* **EXERCISE GOAL**: Every line of the following records that includes "state" should be copied.

* **PROVIDED RECORDS**:
PR #324, opened 2019-09-18
pm: add whenSystemNotPaused and currentRoundInitialized modifiers

### LINKED ISSUE #308: Add whenSystemNotPaused and currentRoundInitialized modifiers in TicketBroker
External/public state mutating functions in the TicketBroker contract should be protected by the `whenSystemNotPaused` (to prevent state updates if the entire system is paused) modifier and `redeemWinningTicket()` should be protected by the `currentRoundInitialized` modifier (since ticket validity is round based so we want to make sure the current round is initialized).

kyriediculous:
This PR adds a modifier to external/public `TicketBroker` functions and disallows ticket redemption if the round is not initialized.

- Moved all external/public state mutating functions in the `pm` package to `TicketBroker.sol` so we can use `Manager.whenSystemNotPaused`. 
- Added `currentRoundInitialized` modifier to `TicketBroker`
- Add `whenSystemNotPaused` modifier to all external/public functions
- Add `currentRountInitialized` modifier to `redeemWinningTicket` and `batchRedeemWinningTickets`
- Added a revert message for `Manager.whenSystemNotPaused`

Fixes #308 

**Checklist:**

### DIFF
--- a/contracts/pm/mixins/MixinContractRegistry.sol
+++ b/contracts/pm/mixins/MixinContractRegistry.sol
@@ -4,7 +4,15 @@ import "../../ManagerProxyTarget.sol";
 import "./interfaces/MContractRegistry.sol";
 
 
-contract MixinContractRegistry is ManagerProxyTarget, MContractRegistry {
+contract MixinContractRegistry is MContractRegistry, ManagerProxyTarget {
+    /**
+     * @dev Checks if the current round has been initialized
+     */
+    modifier currentRoundInitialized() {
+        require(roundsManager().currentRoundInitialized(), "current round is not initialized");
+        _;
+    }
+
     constructor(address _controller)
         internal
         Manager(_controller)
--- a/contracts/pm/mixins/MixinTicketBrokerCore.sol
+++ b/contracts/pm/mixins/MixinTicketBrokerCore.sol
@@ -67,6 +67,7 @@ contract MixinTicketBrokerCore is MContractRegistry, MReserve, MTicketProcessor,
     function fundDeposit()
         external
         payable
+        whenSystemNotPaused
         processDeposit(msg.sender, msg.value)
     {
         processFunding(msg.value);
@@ -78,6 +79,7 @@ contract MixinTicketBrokerCore is MContractRegistry, MReserve, MTicketProcessor,
     function fundReserve()
         external
         payable
+        whenSystemNotPaused
         processReserve(msg.sender, msg.value)
     {
         processFunding(msg.value);
@@ -94,6 +96,7 @@ contract MixinTicketBrokerCore is MContractRegistry, MReserve, MTicketProcessor,
     )
         external
         payable
+        whenSystemNotPaused
         checkDepositReserveETHValueSplit(_depositAmount, _reserveAmount)
         processDeposit(msg.sender, _depositAmount)
         processReserve(msg.sender, _reserveAmount)
@@ -114,6 +117,8 @@ contract MixinTicketBrokerCore is MContractRegistry, MReserve, MTicketProcessor,
         uint256 _recipientRand
     )
         public
+        whenSystemNotPaused
+        currentRoundInitialized
     {
         bytes32 ticketHash = getTicketHash(_ticket);
 
@@ -178,7 +183,7 @@ contract MixinTicketBrokerCore is MContractRegistry, MReserve, MTicketProcessor,
     /**
      * @dev Initiates the unlock period for the caller
      */
-    function unlock() public {
+    function unlock() public whenSystemNotPaused {
         Sender storage sender = senders[msg.sender];
 
         require(
@@ -196,7 +201,7 @@ contract MixinTicketBrokerCore is MContractRegistry, MReserve, MTicketProcessor,
     /**
      * @dev Cancels the unlock period for the caller
      */
-    function cancelUnlock() public {
+    function cancelUnlock() public whenSystemNotPaused {
         Sender storage sender = senders[msg.sender];
 
         _cancelUnlock(sender, msg.sender);
@@ -205,7 +210,7 @@ contract MixinTicketBrokerCore is MContractRegistry, MReserve, MTicketProcessor,
     /**
      * @dev Withdraws all ETH from the caller's deposit and reserve
      */
-    function withdraw() public {
+    function withdraw() public whenSystemNotPaused {
         Sender storage sender = senders[msg.sender];
 
         uint256 deposit = sender.deposit;
--- a/contracts/pm/mixins/MixinWrappers.sol
+++ b/contracts/pm/mixins/MixinWrappers.sol
@@ -3,9 +3,11 @@ pragma solidity ^0.4.25;
 pragma experimental ABIEncoderV2;
 
 import "./interfaces/MTicketBrokerCore.sol";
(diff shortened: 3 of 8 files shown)


kyriediculous:
fixed some linter issues in 32311ed

contracts/pm/TicketBroker.sol
```diff
@@ -15,7 +15,13 @@ contract TicketBroker is
     MixinTicketBrokerCore,
     MixinTicketProcessor,
     MixinWrappers
-{
+{ 
+    // Check if current round is initialized
+    modifier currentRoundInitialized() {
```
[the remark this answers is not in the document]
kyriediculous: fixed up in 11ecbe1

contracts/pm/TicketBroker.sol
```diff
@@ -15,7 +15,7 @@ contract TicketBroker is
     MixinTicketBrokerCore,
     MixinTicketProcessor,
     MixinWrappers
-{
+{
```
yondonfu: Let's kill this extra whitespace.

contracts/pm/mixins/MixinContractRegistry.sol
```diff
@@ -4,7 +4,15 @@ import "../../ManagerProxyTarget.sol";
 import "./interfaces/MContractRegistry.sol";
 
 
-contract MixinContractRegistry is ManagerProxyTarget, MContractRegistry {
+contract MixinContractRegistry is MContractRegistry, ManagerProxyTarget {
```
yondonfu: Ah so I'm guessing that the inheritance order is switched because we need to override the `whenSystemNotPaused()` implementation in `MContractRegistry` with the implementation in `ManagerProxyTarget`. Let's add a `@dev` for this contract (i.e. in a NatSpec comment right before this line) that mentions the importance of inheriting `MContractRegistry` *before* `ManagerProxyTarget`.

contracts/pm/mixins/MixinTicketBrokerCore.sol
```diff
@@ -61,12 +61,13 @@ contract MixinTicketBrokerCore is MContractRegistry, MReserve, MTicketProcessor,
         _;
     }
 
-    /**
+     /**
```
yondonfu: Extra whitespace here?

contracts/pm/mixins/MixinTicketBrokerCore.sol
```diff
@@ -114,6 +117,8 @@ contract MixinTicketBrokerCore is MContractRegistry, MReserve, MTicketProcessor,
         uint256 _recipientRand
     )
         public
+        currentRoundInitialized
```
yondonfu: Let's run the `whenSystemNotPaused()` check first - this is the ordering we use in the BondingManager and also skips the round initialized check when the system is actually paused.

contracts/pm/mixins/MixinWrappers.sol
```diff
@@ -19,6 +21,8 @@ contract MixinWrappers is MTicketBrokerCore {
         uint256[] _recipientRands
     )
         public
+        currentRoundInitialized
```
yondonfu: Let's run the `whenSystemNotPaused()` check first - this is the ordering we use in the BondingManager and also skips the round initialized check when the system is actually paused.

contracts/pm/mixins/interfaces/MContractRegistry.sol
```diff
@@ -6,6 +6,22 @@ import "../../../rounds/IRoundsManager.sol";
 
 
 contract MContractRegistry {
+    /**
+     * @dev Checks if the system is paused
+     * @notice Executes the 'whenSystemNotPaused' modifier 'MixinContractRegistry' inherits from 'Manager.sol'
```
yondonfu: I think the notice here should actually be a part of the `@dev` tag since it is developer documentation. Basing this off of the [NatSpec tag docs](https://solidity.readthedocs.io/en/v0.5.11/natspec-format.html#tags).

contracts/pm/mixins/interfaces/MContractRegistry.sol
```diff
@@ -6,6 +6,22 @@ import "../../../rounds/IRoundsManager.sol";
...
+     */
+    modifier whenSystemNotPaused() {
+        _;
+    }
+
+    /**
+     * @dev Checks if the current round has been initialized
+     * @notice Executes the 'currentRoundInitialized' modifier in 'MixinContractRegistry'
```
yondonfu: I think the notice here should actually be a part of the `@dev` tag since it is developer documentation. Basing this off of the [NatSpec tag docs](https://solidity.readthedocs.io/en/v0.5.11/natspec-format.html#tags).

contracts/pm/mixins/MixinContractRegistry.sol
kyriediculous: I'm not sure a comment is necessary as the need for the change is part of the solidity documentation on [multiple inheritance and linearization](https://solidity.readthedocs.io/en/v0.5.3/contracts.html#multiple-inheritance-and-linearization)

The order in which the bases are read is right-to-left so if we'd switch this around we'd be calling the modifier in `MContractRegistry` which does nothing but continue the operation.

contracts/pm/mixins/interfaces/MContractRegistry.sol
kyriediculous: fixed in 752bec9

contracts/pm/mixins/interfaces/MContractRegistry.sol
kyriediculous: fixed in 752bec9

contracts/pm/mixins/MixinWrappers.sol
kyriediculous: fixed in 752bec9

contracts/pm/mixins/MixinTicketBrokerCore.sol
kyriediculous: fixed in 752bec9

contracts/pm/mixins/MixinTicketBrokerCore.sol
kyriediculous: fixed in 752bec9

contracts/pm/TicketBroker.sol
kyriediculous: fixed in 752bec9

contracts/pm/mixins/MixinContractRegistry.sol
yondonfu: > I'm not sure a comment is necessary as the need for the change is part of the solidity documentation

Fair enough! Though, I'd note that the real reason for not adding a comment is not that multiple inheritance is described in the Solidity docs, but rather that our unit tests ensure that the correct modifier behavior is exhibited when we test the functions that use the modifier so if we ever accidentally switched the inheritance order the tests would fail. While we do have the right test cases setup in this situation, generally we should be cautious around multiple inheritance because the end behavior may not always be so obvious - see this [blog post](https://pdaian.com/blog/solidity-anti-patterns-fun-with-inheritance-dag-abuse/) for a fun deep dive into a sneaky inheritance based backdoor added to a contract.

kyriediculous:
rebased !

* **REPLY TO THE EXERCISE**:
External/public state mutating functions in the TicketBroker contract should be protected by the `whenSystemNotPaused` (to prevent state updates if the entire system is paused) modifier and `redeemWinningTicket()` should be protected by the `currentRoundInitialized` modifier (since ticket validity is round based so we want to make sure the current round is initialized).
- Moved all external/public state mutating functions in the `pm` package to `TicketBroker.sol` so we can use `Manager.whenSystemNotPaused`. 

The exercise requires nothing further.